AGI was only recently popularized by Shane Legg and fellow researchers Ben Goertzel and Cassio Pennachin.[2] In 2007, Goertzel and Pennachin edited a book titled Artificial General Intelligence, which called for stronger adherence to the original vision of AI, which is not (as Jang suggests) merely the “means to make… software more adaptive and generally useful.”[3] According to Goertzel and Pennachin, AGI possesses “self-understanding and autonomous self-control,” with the “ability to solve a variety of complex problems in a variety of contexts and to learn to solve new problems that they didn’t know about at the time of their creation.” In other words, AGI is a blank slate problem solver where knowledge of a problem is independent of any strategy to solve that problem and where any goal is understood and shared by the solution. This is a tall order for applied problem-solving since your solution does not need to know that it is solving a problem, but you do.

It would be revisionist to suggest that Legg, Goertzel, and Pannachin promoted the name to deal with the vacuous nature of contemporary “AI,” meaning almost anything to anyone. However, today “AGI” is used more and more by originalists to distinguish their work from the noisy contemporary “AI” label. Over the same period, “AGI” has gone from a fringe idea promoted by unknown researchers to something that people surprisingly use to make career decisions and as corporate mission statements.[4], [5]
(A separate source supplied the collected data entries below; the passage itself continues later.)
PR #4415, opened 2020-05-19
fix: ensure lastResults object exists

chrisbradleydev:
**Summary**

This error was surfaced on mobile Safari. Ensure `lastResults` is an object before evaluating object property.

**Result**

This solves the error demonstrated in the included screenshot.

Screen Shot 2020-05-19 at 4 33 45 PM

### DIFF
--- a/src/lib/InstantSearch.js
+++ b/src/lib/InstantSearch.js
@@ -365,8 +365,8 @@ See: https://www.algolia.com/doc/guides/building-search-ui/widgets/create-your-o
           this._isSearchStalled = true;
           this._render(
             this.helper,
-            this.helper.lastResults,
-            this.helper.lastResults._state
+            this.helper && this.helper.lastResults,
+            this.helper.lastResults && this.helper.lastResults._state
           );
         }, this._stalledSearchDelay);
       }
--- a/src/lib/InstantSearch.js
+++ b/src/lib/InstantSearch.js
@@ -360,13 +360,17 @@ See: https://www.algolia.com/doc/guides/building-search-ui/widgets/create-your-o
     this.helper.search();
 
     this.helper.on('search', () => {
-      if (!this._isSearchStalled && !this._searchStalledTimer) {
+      if (
+        !this._isSearchStalled &&
+        !this._searchStalledTimer &&
+        this.helper.lastResults
+      ) {
         this._searchStalledTimer = setTimeout(() => {
           this._isSearchStalled = true;
           this._render(
             this.helper,
-            this.helper && this.helper.lastResults,
-            this.helper.lastResults && this.helper.lastResults._state
+            this.helper.lastResults,
+            this.helper.lastResults._state
           );
         }, this._stalledSearchDelay);
       }


Haroenv:
This is confusing, since `lastResults` gets set right before firing the `search` event. Do you have a way to reproduce this in a sandbox?

ctbradley:
@Haroenv I'll try and reproduce with CodeSandbox.

Haroenv:
I think I see how this can happen, it would be if the very first search is stalled, since this is the `search` event, not the `result` event

https://github.com/algolia/algoliasearch-helper-js/blob/67407a0dfd99402bc1a77bd005385633c3881624/src/algoliasearch.helper.js#L1195-L1198

Would need to check if we already have a test for this though, I feel like not having results woful be a straightforward way to write this test.

We probably want to render `null` or something for the results, and not with && like here, since that will return a different object

src/lib/InstantSearch.js
```diff
@@ -365,8 +365,8 @@ See: https://www.algolia.com/doc/guides/building-search-ui/widgets/create-your-o
           this._isSearchStalled = true;
           this._render(
             this.helper,
-            this.helper.lastResults,
-            this.helper.lastResults._state
+            this.helper && this.helper.lastResults,
```
Haroenv, line 368: I think this line here isn't needed, helper is always  going to be defined since we call methods on it

src/lib/InstantSearch.js
```diff
@@ -365,8 +365,8 @@ See: https://www.algolia.com/doc/guides/building-search-ui/widgets/create-your-o
...
+            this.helper.lastResults && this.helper.lastResults._state
```
Haroenv, line 369: however the state maybe could be local if there's no last results? Something like 

```suggestion
            this.helper.lastResults ? this.helper.lastResults._state : this.helper.state
```

ctbradley: Your suggestion produces this error when I try to navigate to another page.

Screen Shot 2020-05-20 at 9 15 59 AM

Haroenv: I think that error is related to the line above more than this one. Maybe we should find a way to create an empty SearchResults and use that to render when there's not already a lastResults. (results is null, not state). 

I'd love to try out what you have though, I have not seen those errors before, so I think something else is going on as well

ctbradley: I'm working on the sandbox now.

ctbradley: @Haroenv I haven't been able to reproduce this error in a sandbox. I setup the project to have the same exact implementation of Algolia / vue-instantsearch and I cannot surface this error. However I can assure you this error has happened thousands of times in our production application. How should I proceed to get this solved?

gwardwell: @Haroenv jumping in because @ctbradley is on my team and the error is happening in our product.

We've seen 7,757 occurrences of this error in our application. Replicating in a sandbox doesn't seem to surface the problem, but we also can't seem to identify a difference that would allow us to change our production application to solve the problem. Any advice you could give up on next steps would be fantastic.

yannickcr:
Even if the true reasons of the problem are undetermined, if this PR is fixing your problem and since the change is harmless, I'm for merging it.

We'll release a maintenance version of `instantsearch.js` v3 with this fix.

However, if you find more information on how is case occurs on you production application please share it with us :slightly_smiling_face:

Haroenv:
Thinking more about this, while I do like the initiative here, I think `lastResults` will still be `null` in problematic cases here. If this actually fixes your issue, so be it, but I don't think it's fully fixed yet

ctbradley:
@Haroenv I agree with your point. This measure is only a band-aid on the actual issue. Something is causing `lastResults` to be null. Unfortunately I was unable to reproduce this in a sandbox.

Haroenv:
in v4 we have this solved as `if (!this._isSearchStalled && !this._searchStalledTimer) {` is changed to `if (!this._isSearchStalled && !this._searchStalledTimer && this.helper.lastResults) {` and leaving the rest as-is. This will mean the render will no longer happen and can't cause errors

ctbradley:
Are you suggesting this solution for v3?

Haroenv:
yes, I'm suggesting this solution for the current branch on which you are

ctbradley:
Refactored with your suggestion.

devdreamsolution (approved):

Celtian:
@Haroenv Are you goint to merge into v3?

Haroenv:
Sorry, v3 has been released years ago, and this issue is fixed in v3. Sorry to @chrisbradleydev for losing track of this PR, but I don't think it still makes sense to release a v3 version now. Is there a reason you didn't yet update to v4? It's much smaller and has many more features, minimal breaking changes!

Years before Goertzel edited Artificial General Intelligence, his company, Intelligenesis, and product, Webmind, was seen as rearing a “baby” on the internet. The media declared the baby “dumb,” but with a “brilliant future.”[6]

The Australian Financial Review hailed Webmind as the end of “mankind’s reign as the sole form of reasoning and intelligence on Earth.”[7] The Wall Street Journal explained Goertzel’s disembodied “global brain” as an “emerging network of transhuman intelligence” that would solve all our problems. All the while, Intelligenesis was bankrupt because of its solve-no-problem business model.

Business-minded technical leaders may recognize the conspicuous reason why a solve-no-problem business model might fail. AI-only companies fail because they incorrectly assume that technology transfer moves along a single dimension from basic to applied research to deployment, where one could create a solution today and solve an unknown problem tomorrow. Specifically, Webmind failed because it sought foundational knowledge to solve the basic problem of general intelligence that it assumed would solve other problems that would magically produce some financial windfall. However, this type of all-or-nothing strategy is ineffective, and most cannot survive on such a feast or famine strategy.[8] In retrospect, Goertzel wrote in a business postmortem that the goal of “creating a thinking machine, and then commercializing it” should have been “laughed out of any conversation with any serious businessperson.” Luckily for AI-only startups, serious business people are still in short supply.[9], [10]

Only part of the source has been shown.